4. The method to protect a transgene from silencing according to claim 1, wherein said insulator from sea urchin arylsulfatase gene is introduced in anti-sense orientation.

5. A method for introducing a gene, wherein an insulator from sea urchin arylsulfatase gene is introduced concurrently with a transgene so as to protect the transgene from silencing.

6. The method for introducing a gene according to claim 5, wherein gene transfer is performed using a viral vector.

7. The method for introducing a gene according to claim 6, wherein said viral vector is a lentiviral vector or a retroviral vector.

8. The method for introducing a gene according to claim 5, wherein said insulator from sea urchin arylsulfatase gene is introduced in anti-sense orientation.

9. A method for production of a vector, wherein an insulator from sea urchin arylsulfatase gene is introduced into the vector so as to protect the vector from silencing.

10. The method for production of a vector according to claim 9, wherein said vector is a viral vector.

11. The method for production of a vector according to claim 9 or claim 10, wherein said vector is a lentiviral vector or a retroviral vector.

12. The method for production of a vector according to claim 9, wherein said insulator from sea urchin arylsulfatase gene is introduced in anti-sense orientation.

13. A vector for introducing a transgene comprising an insulator from sea urchin arylsulfatase gene so as to protect the transgene from silencing.

14. The vector according to claim 13, wherein said vector is a viral vector.

15. The vector according to claim 13, wherein said vector is a lentiviral vector or a retroviral vector.

16. The vector according to any of claim 13, wherein said insulator from sea urchin arylsulfatase gene is introduced in anti-sense orientation.

17. The method to protect a transgene from silencing according to claim 2, wherein said insulator from sea urchin arylsulfatase gene is introduced in anti-sense orientation.

18. The method to protect a transgene from silencing according to claim 3, wherein said insulator from sea urchin arylsulfatase gene is introduced in anti-sense orientation.

19. The method for introducing a gene according to claim 6, wherein said insulator from sea urchin arylsulfatase gene is introduced in anti-sense orientation.
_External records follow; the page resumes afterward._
Issue #1262, opened 2023-10-18
[Feature Request] Expose `StartWorkflowOptions.workflowStartDelay`


mjameswh:
### Describe the solution you'd like

- `workflowStartDelay` was introduced recently in server. Need to expose it in `StartWorkflowOptions.workflowStartDelay`

cretz:
I recommend calling this just `startDelay`

PR #1300, opened 2023-11-21
feat(client): Add startDelay to workflow (signal) start options

antlai-temporal:
## What was changed
 The Temporal server introduced the ability to delay the start of a workflow using the attribute `startDelay` in version 1.21. 

This PR enables it for the TypeScript SDK.  

There are also some format changes to Rust files in `core-bridge` after using `npm run format`. They were missing in previous commits because npm run lint.check does not validate Rust files with `cargo fmt`.

1. Closes 
#1262 
2. How was this tested:
  Two system tests added

### DIFF
--- a/packages/client/src/workflow-options.ts
+++ b/packages/client/src/workflow-options.ts
@@ -1,10 +1,7 @@
-import {
-  CommonWorkflowOptions,
-  SignalDefinition,
-  WithCompiledWorkflowOptions,
-  WithWorkflowArgs,
-  Workflow,
-} from '@temporalio/common';
+import { CommonWorkflowOptions, SignalDefinition, WithWorkflowArgs, Workflow } from '@temporalio/common';
+import { Duration, msOptionalToTs } from '@temporalio/common/lib/time';
+import { Replace } from '@temporalio/common/lib/type-helpers';
+import { google } from '@temporalio/proto';
 
 export * from '@temporalio/common/lib/workflow-options';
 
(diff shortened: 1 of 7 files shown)


packages/test/src/test-integration-workflows.ts
```diff
@@ -282,3 +283,34 @@ test('Activity initialInterval is not getting rounded', async (t) => {
...
+
+test('Start of workflow is delayed', async (t) => {
+  const { startWorkflow } = helpers(t);
+  // This workflow never runs
+  const handle = await startWorkflow(runTestActivity, {
+    startDelay: '5678s',
+  });
+  const { events } = await handle.fetchHistory();
+  const workflowExecutionStartedEvent = events?.find((ev) => ev.workflowExecutionStartedEventAttributes);
+  console.log(workflowExecutionStartedEvent);
```
dandavison, line 295: I think you meant to delete the `console.log` calls here and below.

packages/test/src/test-integration-workflows.ts
```diff
@@ -282,3 +283,34 @@ test('Activity initialInterval is not getting rounded', async (t) => {
...
+  const startDelay = workflowExecutionStartedEvent?.workflowExecutionStartedEventAttributes?.firstWorkflowTaskBackoff;
```
dandavison, line 296: nit: you could use `!` instead of `?` here and below since the assertion on the next line clearly expects it not to be `undefined`.

packages/test/src/test-integration-workflows.ts
```diff
@@ -282,3 +283,34 @@ test('Activity initialInterval is not getting rounded', async (t) => {
...
+    signal: workflows.interruptSignal,
+    signalArgs: ['Never called'],
+  });
+
+  const { events } = await handle.fetchHistory();
+  const workflowExecutionStartedEvent = events?.find((ev) => ev.workflowExecutionStartedEventAttributes);
+  console.log(workflowExecutionStartedEvent);
+  const startDelay = workflowExecutionStartedEvent?.workflowExecutionStartedEventAttributes?.firstWorkflowTaskBackoff;
+  t.is(tsToMs(startDelay), 4678000);
+});
```
dandavison, line 316: I see that the test failures in CI also occur locally.

dandavison (changes requested):
Just some minor comments, let me know when it's ready for another review.

packages/client/src/workflow-options.ts
```diff
@@ -37,6 +34,36 @@ export interface WorkflowOptions extends CommonWorkflowOptions {
    * @default true
    */
   followRuns?: boolean;
+
+  /**
+   * Amount of time to wait before starting the workflow.
+   * This is ignored within a Schedule, as expected by {@link ScheduleClient.create}.
```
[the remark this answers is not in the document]
mjameswh: You can remove that second sentence entirely. `ScheduleOptionsStartWorkflowAction` already pick only pertinent props from `WorkflowStartOptions`. Just make sure that this prop is effectively absent from `ScheduleOptionsStartWorkflowAction` (should be, but in case...)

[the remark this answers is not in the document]
antlai-temporal: Yes, it was just that the programmer maybe confused if they set it, and they assume the schedule will also be delayed... 
Anyway, maybe more confusing than helpful, deleting...

packages/test/src/test-integration-workflows.ts
antlai-temporal: Oops... Thanks

packages/test/src/test-integration-workflows.ts
antlai-temporal: I'm not sure that is true, `tsToMs` already takes care of the case when is `undefined`, and if the test failed, it will be `undefined`, and we only know that at runtime...

mjameswh (approved):
Looks good, thansk!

20. The method for introducing a gene according to claim 7, wherein said insulator from sea urchin arylsulfatase gene is introduced in anti-sense orientation.

21. The method for production of a vector according to claim 10, wherein said vector is a lentiviral vector or a retroviral vector.

22. The method for production of a vector according to claim 10, wherein said insulator from sea urchin arylsulfatase gene is introduced in anti-sense orientation.

23. The method for production of a vector according to claim 11, wherein said insulator from sea urchin arylsulfatase gene is introduced in anti-sense orientation.

24. The vector according to claim 14, wherein said vector is a lentiviral vector or a retroviral vector.

25. The vector according to claim 14, wherein said insulator from sea urchin arylsulfatase gene is introduced in anti-sense orientation.

26. The vector according to claim 15, wherein said insulator from sea urchin arylsulfatase gene is introduced in anti-sense orientation.